Блага земные — страница 19 из 35

В среду утром решение было принято: на сей раз это был комод Альберты. Я дождалась, когда Сол ушел в радиомастерскую, и снесла вниз по лестнице сначала ящики, один за другим, а потом и остов. Тащить остов было трудно, он гремел по ступенькам.

— Это ты, Шарлотта? — окликнула мама из кухни.

Пришлось остановиться, поставить остов на ступеньку, перевести дух.

— Да, мама.

— Что там происходит?

— Ничего, мама.

Я вынесла комод через парадную дверь, чтобы она не увидела, протащила вокруг дома, засунула в него ящики и оставила возле мусорного бака. Потом пошла на продуктами и в фотомагазин за бумагой.

Домой я вернулась только в полдень. Вошла в прихожую, положила покупки и вижу: стоит комод Альберты.

Это было все равно что столкнуться лицом к лицу с покойником, которого только что похоронили. Я перепугалась не на шутку. При виде Сола, стоящего позади со скрещенными на груди руками, мне легче не стало.

— В чем дело? Как он оказался здесь?

— Я нашел его возле мусорного бака.

— Да что ты?

— К счастью, сегодня День Колумба[3], и его не увезли.

— Ах да, День Колумба! — сказала я.

— Сколько вещей ты уже успела выбросить?

— Пожалуй…

— Это не твои вещи, и не тебе ими распоряжаться, Шарлотта. С чего это ты вдруг решила их выбрасывать?

— Есть наконец у меня хоть какое-то право решать, что должно быть в этом доме? Когда я пытаюсь заговаривать об этом с тобой, ты лишком занят. Тебя же нельзя тревожить мирскими заботами.
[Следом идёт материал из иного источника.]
Issue #12550, opened 2018-09-02
ocaml-http does not build with ocaml-base-compiler.4.07.0


sacerdot:
# File "http_misc.ml", line 126, characters 29-32:
# Error: This expression has type string but an expression was expected of type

— Но я работаю, — сказал Сол. — Засыпаю по ночам над книгами. Не могу же я все бросить и сию секунду заняться перестановкой мебели.

— Сию же секунду! Я просила тебя об этом еще в августе. А ты все ждешь подходящего момента. Ходишь, бормочешь что-то из Священного писания, репетируешь рукопожатия или еще что-нибудь, откуда мне знать, чем вы там занимаетесь…
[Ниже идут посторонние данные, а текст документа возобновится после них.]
PR #12682, opened 2018-09-23
new release: mirage{-runtime,-types,-types-lwt}.3.2.0

hannesm:
### 3.2.0 (2018-09-23)

* adapt to solo5 0.4.0 changes  (by @mato)
Upgrading from Mirage 3.1.x or earlier

Due to conflicting packages, opam will not upgrade mirage to version 3.2.0 or newer if a version of mirage-solo5 older than 0.4.0 is installed in the switch. To perform the upgrade you must run `opam upgrade mirage` explicitly.

Changes required to rebuild and run ukvm unikernels

As of Solo5 0.4.0, the ukvm target has been renamed to hvt. If you are working out of an existing, dirty, source tree, you should initially run:

```
mirage configure -t hvt
mirage clean
mirage configure -t hvt
```

and then proceed as normal. If you are working with a clean source tree, then simply configuring with the new hvt target is sufficient:

`mirage configure -t hvt`

Note that the build products have changed:

The unikernel binary is now named `<unikernel>.hvt`,
the `ukvm-bin` binary is now named `solo5-hvt`.

* adapt to mirage-protocols, mirage-stack, tcpip changes (by @hannesm)

This is a breaking change: mirage 3.2.0 requires mirage-protocols 1.4.0, mirage-stack 1.3.0, and tcpip 3.5.0 to work (charru-client-mirage 0.10 and mirage-qubes-ipv4 0.6 are adapted to the changes).  An older mirage won't be able to use these new libraries correctly.  Conflicts were introduced in the opam-repository.

In more detail,  direct and socket stack initialisation changed, which is automatically generated by the mirage tool for each unikernel (as part of `main.ml`).  A record was built up, which is no longer needed.

Several unneeded type aliases were removed:
  `netif` from Mirage_protocols.ETHIF
  `ethif` and `prefix` from Mirage_protocols.IP
  `ip` from Mirage_protocols.{UDP,TCP}
  `netif` and `'netif config` from Mirage_stack.V4
  `'netif stackv4_config` and `socket_stack_config` in Mirage_stack

* squash unnecessary warning from `mirage build` (by @mato)

### DIFF
--- a/packages/mirage-runtime/mirage-runtime.3.2.0/opam
+++ b/packages/mirage-runtime/mirage-runtime.3.2.0/opam
@@ -1,0 +1,52 @@
+opam-version: "2.0"
+maintainer: ["anil@recoil.org" "thomas@gazagnaire.org"]
+authors: [
+  "Thomas Gazagnaire"
+  "Anil Madhavapeddy"
+  "Gabriel Radanne"
+  "Mindy Preston"
+  "Thomas Leonard"
+  "Nicolas Ojeda Bar"
+  "Dave Scott"
+  "David Kaloper"
+  "Hannes Mehnert"
+  "Richard Mortier"
+]
+tags: ["org:mirage" "org:xapi-project"]
+homepage: "https://github.com/mirage/mirage"
+doc: "https://mirage.github.io/mirage/"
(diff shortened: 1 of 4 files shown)


mseri:
Looks good thanks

— Конечно, откуда тебе знать, ты же отказалась идти в Хамден на открытие колледжа, где все это объясняли.

— Ненавижу Хамден, — сказала я. — Ненавижу всю эту затею. Я бы заставила тебя отказаться от нее, если бы знала, что вправе вмешиваться в жизнь другого человека, изменять его.

— Не понимаю тебя.

— Знаю, что не понимаешь. Проповедники не ставят перед собой таких, вопросов, в том-то и беда.

— Каких вопросов? О чем ты говоришь? Прошу тебя об одном: не трогай мои вещи, оставь их в покое. Я займусь ими когда-нибудь потом.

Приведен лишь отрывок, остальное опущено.